Quantitative phosphoproteomic methods have also been used for a large-scale analysis of yeast phosphoproteins altered in response to activation of the mating pheromone-response pathway. SILAC labeling was coupled with phosphopeptide enrichment to identify 729 phosphorylation sites in 503 proteins . Of these, 139 sites were altered following pheromone treatment. Large numbers of phosphopeptides were derived from proteins known to be involved in the pheromone signaling pathway, including the pheromone receptor, components of the MAP kinase pathway, transcription factors, proteins involved in cell polarization, and proteins that participate in the assembly of mating projections. The identification of a set of pheromone-regulated phosphorylations on RNA-processing and -transport proteins suggested that the pheromone pathway has a previously unknown role in regulating mRNA metabolism. Overall, this study provided an unprecedented comprehensive dataset that quantifies pheromone-dependent changes in the phosphorylation of large numbers of individual phosphorylation sites. This included the identification of many proteins not previously known to be phosphorylated, as well as the identification of novel phosphorylation sites present in previously characterized phosphoproteins. The methods used are applicable to the study of cellular signaling in a wide variety of cell types and signaling paradigms. The large number of individual phosphorylation events that can be quantitatively interrogated using this approach will provide a powerful method for analyzing signaling networks at the systems biology level.

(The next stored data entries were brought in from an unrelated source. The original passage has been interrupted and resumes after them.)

PR #432, opened 2017-05-10
enablesimulateinstalls / testmode GAID fix

EvangelosG:
+is_first_session should always be true when using TestMode or enableSimulateInstalls, but it won't be if we're passing up GAID. This checks to see if TestMode is enabled before passing GAID.

### DIFF
--- a/Branch-SDK/src/io/branch/referral/BranchStrongMatchHelper.java
+++ b/Branch-SDK/src/io/branch/referral/BranchStrongMatchHelper.java
@@ -35,6 +35,7 @@ class BranchStrongMatchHelper {
 
     private boolean isCustomTabsAvailable_ = true;
     boolean isStrongMatchUrlLaunched = false;
+    private Context context_;
 
     Class<?> CustomTabsClientClass;
     Class<?> CustomServiceTabConnectionClass;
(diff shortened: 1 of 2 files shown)


Branch-SDK/src/io/branch/referral/BranchStrongMatchHelper.java
```diff
@@ -164,7 +166,7 @@ private Uri buildStrongMatchUrl(String matchDomain, DeviceInfo deviceInfo, PrefH
             String hardwareIDTypeVal = deviceInfo.isHardwareIDReal() ? Defines.Jsonkey.HardwareIDTypeVendor.getKey() : Defines.Jsonkey.HardwareIDTypeRandom.getKey();
             uriString += "&" + Defines.Jsonkey.HardwareIDType.getKey() + "=" + hardwareIDTypeVal;
             // Add GAID if available
-            if (systemObserver.GAIDString_ != null) {
+            if (systemObserver.GAIDString_ != null && !BranchUtil.isTestModeEnabled(context_)) {
```
sojanpr: Please pass `context` to `buildStrongMatchUrl()` method instead of creating a class member variable

sojanpr:
Test Plan
A) Install test
1. Gogole play dependency added to testbed app (To collect GAID) 
2. Set Debug = true in manifest
3. Uninstall and install test bed
4. v1/install should return `is_first_session` as `true` always

B) Cookie based Matching test
1. Cookie based strong match should not work when test mode is enabled.
2. Match guaranteed should return `false` even if `Cookie based matching ` enabled 

@mparul ^

sojanpr:
LGTM 👍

In conclusion, mass-spectrometry-based phosphoproteomics has already made significant contributions to our understanding of cellular signaling. The incorporation of technological advances in mass spectrometry and the application of novel protein and peptide enrichment techniques will increase the sensitivity and accuracy of detecting phosphoproteins and identifying phosphorylation sites. Continued application of quantitative methods will enhance the usefulness of data derived from phosphoproteomic experiments. Owing to the importance of reversible phosphorylation as a signal transduction mechanism, phosphoproteomics is likely to play an increasingly valuable role in the study of cellular signaling. This will be especially true as research in cellular signaling begins to grapple with understanding context-dependent signaling in living cells. Large-scale phosphoproteomic methods have the potential to monitor information flow through large portions of signaling networks that ultimately control the overall response of a cell to changes in its environment.